### Problem details:
Your task is to restate word for word the lines of the listing below that start at the one containing "Fix misc. typos" and run to the end; please add nothing.
──────────
PR #4532, opened 2022-05-28
Fix misc. typos

luzpaz:
Found via `codespell -q 3 -S *.po`


foosel:
Thank you! But can you please refile that against the `maintenance` branch? The `devel` branch is reserved for big new (possibly breaking) functionality, which typos thankfully don't fall under :)

luzpaz:
Closed in favor of #4533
──────────
### Result:
Fix misc. typos

luzpaz:
Found via `codespell -q 3 -S *.po`


foosel:
Thank you! But can you please refile that against the `maintenance` branch? The `devel` branch is reserved for big new (possibly breaking) functionality, which typos thankfully don't fall under :)

luzpaz:
Closed in favor of #4533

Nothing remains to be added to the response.